# Flexible Chocolate Ganache



## amberlynn (Feb 12, 2006)

Watching a show on Food Network, I saw a plated dessert that had the garnish of flexible chocolate ganache. I think its really cool and would love the recipe to make it. Can someone please give me a recipe for making flexible ganache? I believe it might contain gelatin... 

Thanks!


----------



## nick.shu (Jul 18, 2000)

I do believe that you may be referring to whats known as "Plastic Chocolate", which is a pliable moldable ganache.
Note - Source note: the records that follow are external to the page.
PR #2006, opened 2026-07-31
fix: reuse sub-agent broadcast bridges

Ankcorn:
A streamed sub-agent chat produced 1,019 `_cf_broadcastToSubAgent` and 882 `setName` JSRPC calls because broadcasts that outlived their WebSocket handler resolved the root Agent for every chunk.

Retain the connection bridge with `dup()` and reuse that capability after the handler returns. This keeps broadcasts on the existing root/facet RPC session instead of creating root DO subrequests, while preserving root resolution as the cold-wake fallback. Retained bridges are replaced on reconnect and disposed on replacement or close.

### DIFF
--- a/.changeset/quiet-agents-broadcast.md
+++ b/.changeset/quiet-agents-broadcast.md
@@ -1,0 +1,5 @@
+---
+"agents": patch
+---
+
+Reuse retained sub-agent connection bridges for broadcasts that continue after a WebSocket handler returns, avoiding root Agent resolution and Durable Object RPC requests for every streamed chunk.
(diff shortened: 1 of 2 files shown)


Ankcorn:
Local workerd + streaming-tail reproduction found an important constraint: retained reverse-RPC bridge calls avoid `durable_object_subrequest` spans, but the originating invocation remains open until the duplicated bridge is disposed. Retaining it for the WebSocket lifetime could prevent invocation completion/hibernation, so this draft needs reworking before review.

Ankcorn:
Closing this approach after validating it with a local workerd + streaming-tail reproduction. Retaining the reverse-RPC bridge removes DO subrequests, but keeps the originating invocation open until disposal and could interfere with hibernation/recovery. We need a broader, lifecycle-bounded design.

PR #2016, opened 2026-08-03
fix(worker-bundler): normalize npm tarball roots

### LINKED ISSUE #2008: @cloudflare/worker-bundler: installDependencies writes DefinitelyTyped packages one directory too deep, silently — tarball root is assumed to be `package/`
**Describe the bug**

`installDependencies` strips the root directory of an npm tarball only when that directory is literally named `package/`:

https://github.com/cloudflare/agents/blob/0efd545a58c9075885977627e5d853b6e98f6d54/packages/worker-bundler/src/installer.ts#L440-L444

`package/` is a convention of `npm pack`, not a rule of the registry. DefinitelyTyped roots its tarballs at the package's bare name instead:

```console
$ curl -sL "$(curl -s https://registry.npmjs.org/@types/react-dom \
    | python3 -c 'import json,sys;d=json.load(sys.stdin);v=d["dist-tags"]["latest"];print(d["versions"][v]["dist"]["tarball"])')" \
    -o rd.tgz && tar tzf rd.tgz | head -5
react-dom/
react-dom/LICENSE
react-dom/README.md
react-dom/canary.d.ts
react-dom/client.d.ts
```

So for every `@types/*` package the root is never stripped and each file is written one directory too deep:

```
node_modules/@types/react-dom/react-dom/index.d.ts   ← actual
node_modules/@types/react-dom/index.d.ts             ← expected
```

TypeScript then resolves nothing from the package.

**The failure is silent.** `installDependencies` returns the package in `installed` and `warnings` is empty:

```
installed: ["@types/react-dom@19.2.4","@types/react@19.2.18","react@19.2.8",
            "csstype@3.2.3","react-dom@19.2.8","scheduler@0.27.0"]
warnings:  []
fs.read("node_modules/@types/react/package.json")  →  null
```

Nothing reports a problem. The only symptom appears later, from `createTypescriptLanguageService`:

```
TS7016: Could not find a declaration file for module 'react'.
        '/node_modules/react/index.js' implicitly has an 'any' type.
        Try `npm i --save-dev @types/react` if it exists or add a new declaration (.d.ts)
        file containing `declare module 'react';`
```

That message reads as though the package genuinely ships no types, and it invites you to send a pull request to DefinitelyTyped. `@types/react` *is* installed and `installed` says so, so the message points away from the actual cause. It cost us the better part of a day before we ran `tar tzf` on the tarball.

This matters because it breaks the composition the README documents — [“### With `installDependencies`”](https://github.com/cloudflare/agents/blob/main/packages/worker-bundler/README.md), installing type packages into a filesystem so the language service has something to check against. `@types/*` is exactly what you install for that, and it is exactly the family of packages that does not use a `package/` root. The two headline features of the package do not compose for any DefinitelyTyped package.

**To Reproduce**

Inside workerd (`@cloudflare/vitest-pool-workers`), against the real registry:

```ts
import { InMemoryFileSystem, installDependencies } from "@cloudflare/worker-bundler";

const fs = new InMemoryFileSystem({
  "package.json": JSON.stringify({
    devDependencies: { "@types/react": "^19" }
  })
});

const result = await installDependencies(fs, { dev: true });

console.log(result.installed);                                  // ["@types/react@19.2.18"]
console.log(result.warnings);                                   // []
console.log(fs.read("node_modules/@types/react/package.json")); // null  ← installed, unusable
console.log(fs.list("node_modules/@types/react/").slice(0, 2));
// [ "node_modules/@types/react/react/LICENSE",
//   "node_modules/@types/react/react/README.md" ]   ← one directory too deep
```

**Expected behavior**

Files land at `node_modules/@types/react/index.d.ts`, and the language service resolves `import { useRef } from "react"` with no diagnostics.

Failing that, at minimum the install should not report success silently — but the right answer is to strip whatever single root directory the archive has, rather than matching one name.

**Full end-to-end reproduction**

**https://github.com/apostolos-geyer/worker-bundler-types-repro** — a small alchemy project that runs the Worker locally under workerd (`dev: true`, so it needs no Cloudflare account) and prints the before/after side by side against the real registry:

```
bun install
bun test ./integ/
```

```
before (as installed by 0.2.2):
  installed:              @types/react-dom@19.2.4, @types/react@19.2.18, csstype@3.2.3, react-dom@19.2.8, react@19.2.8, scheduler@0.27.0
  warnings:               []
  @types/react landed at: node_modules/@types/react/react/LICENSE
  @types/react/package.json readable: false
  TS7016 src/App.tsx:1     Could not find a declaration file for module 'react'.
  TS7016 src/App.tsx:5     Could not find a declaration file for module 'react/jsx-runtime'.
  TS7016 src/client.tsx:1  Could not find a declaration file for module 'react-dom/client'.
  TS7016 src/client.tsx:4  Could not find a declaration file for module 'react/jsx-runtime'.

after  (archive root stripped):
  @types/react landed at: node_modules/@types/react/LICENSE
  @types/react/package.json readable: true
  (no diagnostics)
```

The same project also checks that stripping the root does not just silence the checker: with `<input maxLength="ten" />` in the source, `TS2322 Type 'string' is not assignable to type 'number'` is still reported.

**Version**

`@cloudflare/worker-bundler@0.2.2`, and still present on `main` at 0efd545.

**Additional context**

Tar entries in an npm tarball share a single root component, so the root can be found rather than assumed. The cases worth being careful about are entries that are already flat, non-file entries whose names are not paths (`pax_global_header`, GNU `@LongLink`), directory entries, and archives whose entries genuinely do not share one root — those last ones must be left alone rather than half-stripped.

I have a patch and will open a PR shortly.

ben-reitz:
## Summary

**Context:** `installDependencies` assumed every npm tarball was rooted at `/package`, so some npm packages (such as DefinitelyTyped ones like `@types/react`) were installed one directory too deep and silently became unusable. This change detects and strips a tarball's shared root directory if it has one, whether it's called `package` or not.

### Changes

- infer and remove the directory shared by npm tarball file entries instead of assuming it is named `package`
- reconstruct POSIX USTAR paths from their prefix and name fields before root detection
- preserve flat and multi-root archives while ignoring tar metadata during root detection
- add synthetic tarball coverage for DefinitelyTyped, conventional, USTAR-prefixed long-path, leading-`./`, flat, and mixed archive layouts
- add a patch changeset for `@cloudflare/worker-bundler`

#### Before: only remove a root named package/

 ```text
   is-number tarball:
   package/index.js
           │ strip package/
           ▼
   node_modules/is-number/index.js              ✅

   @types/react tarball:
   react/index.d.ts
           │ react/ not recognized
           ▼
   node_modules/@types/react/react/index.d.ts    ❌ one level too deep
 ```

 #### After: detect and remove the actual shared root

 ```text
   is-number:
   package/index.js
           │ detected root: package/
           ▼
   node_modules/is-number/index.js               ✅

   @types/react:
   react/index.d.ts
           │ detected root: react/
           ▼
   node_modules/@types/react/index.d.ts           ✅
```

## Testing

- `pnpm --filter @cloudflare/worker-bundler test`
- `pnpm run check`

Fixes #2008

---

<a href="https://app.devin.ai/review/cloudflare/agents/pull/2016" target="_blank">
  <picture>
    Open in Devin Review
  </picture>
</a>


threepointone (approved):
lgtm

PR #1, opened 2017-10-02
Add submodules

gashcrumb:
@rhuss @chirino @zregvart FYI...

### DIFF
--- a/.gitmodules
+++ b/.gitmodules
@@ -1,0 +1,24 @@
+[submodule "rest"]
+	path = rest
+	url = https://github.com/syndesisio/syndesis-rest.git
+[submodule "ui"]
+	path = ui
+	url = https://github.com/syndesisio/syndesis-ui.git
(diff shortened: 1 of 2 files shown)


rhuss:
@gashcrumb awesome, thanks ! Let's wait a bit with the PR, as I think we are already trying to go via direct copy. I'm going to open an issue to discuss this (containing the results from our discussion yesterday).

gashcrumb:
@rhuss This seemed like a pretty easy way to bootstrap this repo though, as it's trivial to switch the submodules to just regular directories containing files:

https://stackoverflow.com/questions/1759587/un-submodule-a-git-submodule

zregvart:
Yeah I think we should approve this in order to work the CI tasks, or at least to try to create a Jenkins or Circle CI setup. Would be one more data point for our CI discussion.

rhuss:
Let's merge ...

PR #4, opened 2017-10-12
feat: add a first draft a script that builds everything.

iocanel:


build.sh
```diff
@@ -0,0 +1,130 @@
...
+if [ -n "$SKIP_IMAGE_BUILDS" ]; then
+    echo "Skipping image builds ..."
+    MAVEN_IMAGE_BUILD_GOAL=""
+fi
+
+if [ -n "$NAMESPACE" ]; then
+    echo "Namespace: $NAMESPACE"
+    MAVEN_OPTS="$MAVEN_OPTS -Dfabric8.namespace=$NAMESPACE"
+    OC_OPTS=" -n $NAMESPACE"
+fi
```
zregvart: Does it make sense to default `$NAMESPACE` to `oc project -q`?

iocanel: Good idea!

iocanel:
@zregvart: Maybe you are right! And I think that you highlight a wider issue: 

`The scripts assume non-dev flavor of templates`.

So, they don't talk to docker at all and do everything in a more openshift purist fashion. The good thing about it, is that will work directly with our rh-idev cluster. 

Still, we need to support both styles. I'll work on that.

PR #11, opened 2017-10-17
feat: add ci modules. Pipeline now uses pipeline library from the wor…

iocanel:
…kspace.


rhuss:
merge conflicts

iocanel:
I think that for now we should better create a ci monorepo and once its in a working state we should merge. So I'm closing for now.

PR #13, opened 2017-10-24
Adding a circleci config file..

chirino:


.circleci/config.yml
```diff
@@ -0,0 +1,71 @@
...
+      - setup_remote_docker
+
+      - checkout
+
+      - run:
+          name: Collect pom.xml
+          command: |
+            git submodule init
+            git submodule update
+            find . | grep pom.xml | grep -v src/test/resources | grep -v src/main/resources | xargs cat > all-poms
```
rhuss: `find . -name pom.xml -maxdepth 2 > all-poms`

.circleci/config.yml
```diff
@@ -0,0 +1,71 @@
...
+      - save_cache:
+          key: syndesis-all-poms-{{ checksum "all-poms" }}
+          paths:
+          - ~/.m2
+
+      - run:
+          name: Collect junit reports
+          command: |
+            mkdir ./junit/
+            find . -type f -regex ".*/target/.*-reports/.*xml" -exec cp {} ./junit/ \;
```
rhuss: One xargs is much faster than multiples cp execs:

`find . -type f -regex ".*/target/.*-reports/.*xml" -print0 | xargs -0 -J % cp % ./junit/`

rhuss:
btw, I wouldn't mind to do the reviews before merging.

PR #15, opened 2017-10-24
Adding wrapper jar file.

chirino:


rhuss:
@chirino Why do we need a top level mvnw wrapper ?

PR #16, opened 2017-10-24
Trying to use an alias to make mvn use mvnw

chirino:


.circleci/config.yml
```diff
@@ -40,7 +40,9 @@ jobs:
 
       - run:
           name: Build
-          command: ./build.sh
+          command: |
+            alias mvn=`pwd`/mvnw 
+            ./build.sh
```
rhuss: @chirino don't this works as aliases are not exported into sub processes ....

PR #17, opened 2017-10-24
Update the build.sh to use the mvnw command instead of mvn.

chirino:


chirino:
retest this please

build.sh
```diff
@@ -107,25 +109,25 @@ function init_options() {
 function connectors() {
   pushd connectors
   # We are ALWAYS clean this project, because build fails otherwise: https://github.com/syndesisio/connectors/issues/93
-  mvn clean install $MAVEN_OPTS
+  "${BASEDIR}/mvnw" clean install $MAVEN_OPTS
```
rhuss: you could just use a `${MAVEN_CMD}` here which people might even be able to override if they want a different maven. 

but ok like this, too.

PR #18, opened 2017-10-25
fix: build.sh now appends MAVEN_OPTS instead of replacing.

iocanel:


rhuss:
@zregvart I think this PR is for aligning the behaviour to the behaviour of the other script options. Since `-D` is used both by java and mvn for setting system properties, I don't see much harm to set it like this when running the command.

Using a (temporary) file to transport options given by a user feels weird.

But it also could be that I didn't really understood your comment ;-)

zregvart:
@rhuss yeah I wasn't too clear in my comment also. It seems to me that we're adding to `MAVEN_OPTS` environment variables Maven command line switches (like `--batch-mode`), these can't be a part of the `MAVEN_OPTS` as `MAVEN_OPTS` is provided to `java` command, and it will fail if it encounters unknown parameter.

We should use `MAVEN_OPTS` for JVM parameters, and use either another environment variable -- I think we could use `MAVEN_CONFIG`, I see it being used for this purpose in the `mvnw`.

As a side note, if we're setting here properties that are to be used in all use cases (JVM memory settings for instance), we should use `.mvn/jvm.config` file for JVM parameters, and `.mvn/maven.config` for Maven parameters.

Perhaps for another PR then?

PR #20, opened 2017-10-25
Support a MAVEN_CMD env to configure the maven binary used to build the project.

chirino:


rhuss:
retest this please

iocanel:
@rhuss: does `retest this please` also work for circleci?

rhuss:
@iocanel :  oops, of course not. Let me trigger it manually ...

rhuss:
ehm, the circle build is not ready yet as it looks like. We should probably make it not mandatory.

build.sh
```diff
@@ -73,9 +73,10 @@ function init_options() {
 
   # Internal variable default values
   OC_OPTS=""
-  MAVEN_OPTS=""
+  MAVEN_OPTS="--batch-mode"
```
rhuss: Can't we set batch-mode only when running in a CI ? Having it as default doesn't feel right to me (I like colors ;-)

chirino: true.

PR #22, opened 2017-10-30
refactor: Jenkinsfile now uses build.sh.

iocanel:


iocanel:
For now this can't pass until we get a hybrid image with slave maven and yarn.

PR #34, opened 2017-11-15
feat: Add version info to integration exports, and improve import error reporting.

chirino:


ui/src/app/integrations/list-page/list-page.component.html
```diff
@@ -20,10 +20,13 @@
 </ng-template>
 </syndesis-list-toolbar>
 
-<syndesis-loading [loading]="loading | async">
-  <syndesis-integrations-list [complete]="true"
-                              [integrations]="filteredIntegrations | async"></syndesis-integrations-list>
-</syndesis-loading>
+<!-- Support importing by DND right into the integraiton list area. Very google drive like -->
+<div ng2FileDrop style="height:100%" [uploader]="uploader">
```
deeleman: There is no need to inject styles right into the DOM element. We already have `list-page.component.scss` for that.

ui/src/app/integrations/list-page/list-page.component.ts
```diff
@@ -72,6 +71,16 @@ export class IntegrationsListPage implements OnInit {
           null,
           []
         );
+      } else if (status === 400) {
+        const r = JSON.parse(response);
```
deeleman: Naming things just as `r` is considered a code smell in JavaScript-land nowadays. It hinders code comprehension in long scripts. Perhaps `jsonResponse` would work better here ;-)

rest/model/src/main/java/io/syndesis/model/connection/Action.java
```diff
@@ -38,6 +38,8 @@
 @JsonIgnoreProperties(value = {"properties", "inputDataShape", "outputDataShape"}, allowGetters = true)
 public interface Action extends WithId<Action>, WithName, WithTags, WithConfigurationProperties, Serializable {
 
+    String VERSION = "1";
```
rhuss: Do you really want one version per object ? Sounds overkill to me, especially it is not guaranteed that object from different versions play well together. 

Couldn't we defined a 'model version' ?

rest/model/src/main/java/io/syndesis/model/Kind.java
```diff
@@ -24,30 +24,63 @@
...
-
-    Permission(io.syndesis.model.user.Permission.class),
-    Role(io.syndesis.model.user.Role.class),
-    User(io.syndesis.model.user.User.class),
-
-    TechExtension(io.syndesis.model.techextension.TechExtension.class),
-    TechExtensionAction(io.syndesis.model.techextension.TechExtensionAction.class),
+    Action(
+        io.syndesis.model.connection.Action.class,
+        io.syndesis.model.connection.Action.VERSION),
```
rhuss: How does this translate to deployment.json where we have

```yaml
   ...
  kind: "Action"
  ....
```

I'm really not sure whether we should put the version into the kind.

rest/model/src/main/java/io/syndesis/model/connection/Action.java
rhuss: Another question: Who is responsible for updating the version number ? How it is guaranteed that its not forgotten to increment when the model changes ?

ui/src/app/integrations/list-page/list-page.component.ts
chirino: I tend to agree when you have a large code block, but in small code blocks like this, shorter variable names seem easier to track.

chirino:
@rhuss yeah going with 1 schema version or going with a version per object is debatable.  I could go either way.  Seem the K8s style is 1 version per entity, thats why I went in this direction, but I could easily change this to be 1 version per entity schema.

chirino:
@rhuss note that this version info is only carried in ModelData objects so does not affect the DB or runtime at all.  It could show up in deployment.json, but since that's embedded into the app it's versions are expected to match the current versions.

We could build per entity version migrators. Could we use this while doing a DB version upgrade?  Not sure.  I'm sure some upgrades would require no migration DB changes if they just added optional fields.  But I think I'm getting way to ahead of what this PR was trying to tackle, which was just include a little bit of version info so that future versions of the app could identify this as an older export.

ui/src/app/integrations/list-page/list-page.component.html
chirino: fixed

ui/src/app/integrations/list-page/list-page.component.ts
chirino: but fixed

rhuss:
> But I think I'm getting way to ahead of what this PR was trying to tackle, which was just include a little bit of version info so that future versions of the app could identify this as an older export.

Agreed, therefore I am all for one single and global version. If they mismatch, then simply then no export is allowed for now. We could late add migrator which could take the update from version to version. I'm really afraid of a 'mixed' model, where objects start to evolve with different release cycles.

All or nothing is probably the way to go for now.

chirino:
I've changed this PR around so that it uses a single global version.  I refactors that dao.schema.version property from being a config item to being baked into that app at:
This version is what gets put into the export file.

https://github.com/chirino/syndesis/blob/c19a0df92b4c3a9778b68ca757dec01f98f94928/rest/model/src/main/java/io/syndesis/model/Schema.java#L23

chirino:
Fixes #126

PR #359, opened 2017-11-16
add reworked ux designs for integration details page

dongniwang:
Adding updated UX designs for integration details page. 

The designs covers the following user interactions:
- Integration Details Page basic layout
  - Expandable row for integration history (versions)
  - Kebab menu
  - Integration visualization (normal vs. many steps/connections)
- Creating/Replacing integration draft and publish a version from integration history
  - Status indicators at row level
  - Having notifications in place for publish action
  - Modal for confirming user actions

A few questions:
- How does republish integration work? 
- Can we provide users with information as to what became out of date? 

Reference: 
https://github.com/syndesisio/syndesis/issues/331
https://github.com/syndesisio/syndesis/issues/184


dongniwang:
Please review:
@sjcox-rh @seanforyou23 @amysueg @chirino @rhuss @TovaCohen @kcbabo @gashcrumb

gashcrumb:
+1 from me too

TovaCohen:
The updates look great. Here are suggestons for changes to two messages.
This image: integration_details_page_rework_11.16_publishaversion.png
Shows this message:
   "This action will stop the current published version and publish the version you've selected."
Do "stop" and "deactivate" mean the same thing? Elsewhere in the UI, the user selects "Deactivate" so I am wondering if this message should use  "deactivate" in place of "stop". Or maybe we should replace the other instances of "deactivate" with "stop". If they mean the same thing, the shorter term "stop" is preferred. Also, the convention is to not use contractions because non-native English speakers do not always understand them. The last part of the sentence should be: "... and publish the version you selected."

This image: integration_details_page_rework_11.16_replaceadraft.png
Shows this message:
   This action will replace the draft with Version 3.
   Are you sure you want to replace this draft?
I expect that the replaced draft is lost. Also, you are replacing "the" draft". Saying "this" draft implies that there are others. How about this:
   This action will replace the draft with Version 3. An integration can have exactly one draft. The draft being replaced will be lost.
    Are you sure you want to replace the draft?

gashcrumb:
@dongniwang you'll need to rebase this before it can be merged, let us know if you need a hand with that.

ux/designs/integration_details/integration_details_page.md
```diff
@@ -0,0 +1,115 @@
...
+#### Basic layout
+
+![basic layout](img/integration_details_page_rework_11.16_genericlayout.png)
+
+1. Moved status label to the top section right next to Integration Name. Using “check mark” icon to indicate this integration is active.
+
+2. Moving Draft out of the integration history. Users would be able to “Publish” and “Edit” the draft.
+
+3. Added row indicator (green bar) and checkmark icon to indicate active and running version. For active version, users would only be able to perform “Replace Draft” with the active version.
+
```
rhuss: For symmetrical reasons (e.g. to have a kebab menu on all rows), what's about to move the "Stop Integration" and the "Replace Draft" integration into the kebab menu for an active integration ? (So 'Stop integration' is the opposite of 'Publish' in the other integrations ?

ux/designs/integration_details/integration_details_page.md
```diff
@@ -0,0 +1,115 @@
...
+### Interacting with the page
+
+#### Kebab menu
+
+![kebab menu](img/integration_details_page_rework_11.16_kebab.png)
+
+1. Breadcrumb & toolbar level kebab, users are able to:
+
+  - Stop Integration
+  - Replace Draft
```
rhuss: With what would the Draft be replaced (as this is a menu without revision context) ?

Maybe a "Remove Draft" would be better at this point.

ux/designs/integration_details/integration_details_page.md
```diff
@@ -0,0 +1,115 @@
...
+
+  - Replace Draft
+  - Publish
+
+
+#### Modal for confirming actions
+
+![replace draft modal](img/integration_details_page_rework_11.16_replaceadraft.png)
+
+Once users click on “Replace Draft”, display a modal to notify users and to confirm the replace draft action.
```
rhuss: Same for "Remove Draft" (or "Clear Draft") in case the change above is ok.

ux/designs/integration_details/integration_details_page.md
```diff
@@ -0,0 +1,115 @@
...
+2. The version spinning up would have a spinner indicator.
+
+![being published](img/integration_details_page_rework_11.16_being_published.png)
+
+In this case, the published version is being “decommissioned” and the new version is being published.
+
+1. Show spinner for overall integration status.
+
+2. Show spinners for both the “decommissioning” version and the being published version.
+
```
rhuss: As an option, it would be nice to to see here would be an indicator what the progress is about and what the target stater (published / stopped) is.

E.g. the publish step actually means several 'sub-step':

* Building integration runtime
* Deploying integration runtime
* Running

Maybe we find some space to visiualize this (maybe as label below the progress meter).

Another idea: Coule we have two different progress meters: One showing the progress to starting up, and one for shutting down.

ux/designs/integration_details/integration_details_page.md
```diff
@@ -0,0 +1,115 @@
...
+
+#### Notifications (alerts)
+
+![warning message](img/integration_details_page_rework_11.16_warning.png)
+
+1. Display a warning message when a published integration is outdated.
+
```
rhuss: What actually means "outdated" ? As you can change a revision (you can only copy it over as draft), there is nothing like an revision being outdated imo.

ux/designs/integration_details/integration_details_page.md
amysueg: OK, @dongniwang and I agree; "Replace Draft" and "Stop Integration" will be kebab items for the current version.

ux/designs/integration_details/integration_details_page.md
amysueg: Replace Draft in this context means "replace the existing draft with a copy of the running integration"

ux/designs/integration_details/integration_details_page.md
amysueg: Since at this time there is no "Remove Draft", this comment is not relevant. We fear over-complicating this UI.

ux/designs/integration_details/integration_details_page.md
amysueg: Again, in order to keep things simple, we'd like to avoid additional information for this target user, at least until we hear feedback. If it's possible to add a hover tooltip, then we *might* be able to provide that kind of detail in the tooltip when the user hovers the cursor over the process indicator.

ux/designs/integration_details/integration_details_page.md
amysueg: This design is to satisfy the use case when there are updates available for an integration - 
Examples (from Hiram) - API client connector and technical extensions for example. We should perhaps change the wording of this message. @TovaCohen please advise. I think something like "Updates are available for this integration." might work? And that we should probably avoid using "outdated" as a term.

TovaCohen: How about: "Updates are available for one or more connections or steps in the active integration. Without these updates, your integration might not behave as expected."
I'm a little concerned about referring to the "published" integration because every integration listed in the history has been published. But there is only one "active" integration.

amysueg: That's great @TovaCohen and thank you for the quick turnaround.
I wonder if it's too long for the space allotted in the UI. @dongniwang could try this text to see what it looks like, but maybe we could use a slightly edited version?

TovaCohen: Is this short enough:
"An update is available for a connection or step. Republish to ensure correct behavior."
I think that saying that an update is available for the integration is just a little too vague. And I think that "An update" is fine even if there is more than one update, since it doesn't matter how many there are.

TovaCohen: Also, because of the location of this message, I think it is obvious that it applies to the active integration. So the message does not need to refer to the integration for which updates are available.

dongniwang: Thanks @TovaCohen! I'll go with "An update is available for a connection or step. Republish to ensure correct behavior." It's a little vague and generic. That's why I think we need the "more information" link if users want to find out what those updates are.

PR #827, opened 2017-12-19
fix(connectors): removes refactored salesforce-model dependency

zregvart:
In the Salesforce connector refactor (#817) renamed dependency `salesforce-model` (replaced by `salesforce-common`) was left behind in some of the connector POMs. This removes those.


oscerd:
+1.

PR #832, opened 2017-12-19
UX: Updated Text for API Client Connectors

sjcox-rh:
Updated designs to include text suggestions from Tova

No design changes, just text. Please reference this [Invision doc](https://redhat.invisionapp.com/share/MAEBH0WCS#/screens/262342791) to see exactly where changes were made. (Please note, this is an old design so the order of steps has changed since this)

I dont have a recipe off hand, but if you google it or request a recipe from someone here, Im sure that you will be helped out.


----------



## kayakado (Sep 25, 2003)

The Cake Bible by Rose Levy Berenbaum has a recipe for it and here's one for Wilton's candy melts - a cheap way to experiment

*

14 oz. package of Candy Melts
1/3 cup light corn syrup

Directions

1. Melt Candy Melts following package directions. Add corn syrup and stir to blend. Turn out mixture onto waxed paper and let set at room temperature to dry. Wrap well and store at room temperature until needed. Candy Clay handles best if hardened overnight.
To Tint: Candy Clay may be tinted using Wilton Candy or Icing Colors. Knead in color until well blended.
To Use: Candy Clay will be very hard at the start; knead a small portion at a time until workable. If Candy Clay gets too soft, set aside at room temperature or refrigerate briefly. When rolling out Candy Clay, sprinkle work surface with cornstarch to prevent sticking; roll to approximately 1/8 inch thickness.
To store: Prepared Candy Clay will last for several weeks at room temperature in a sealed container.


----------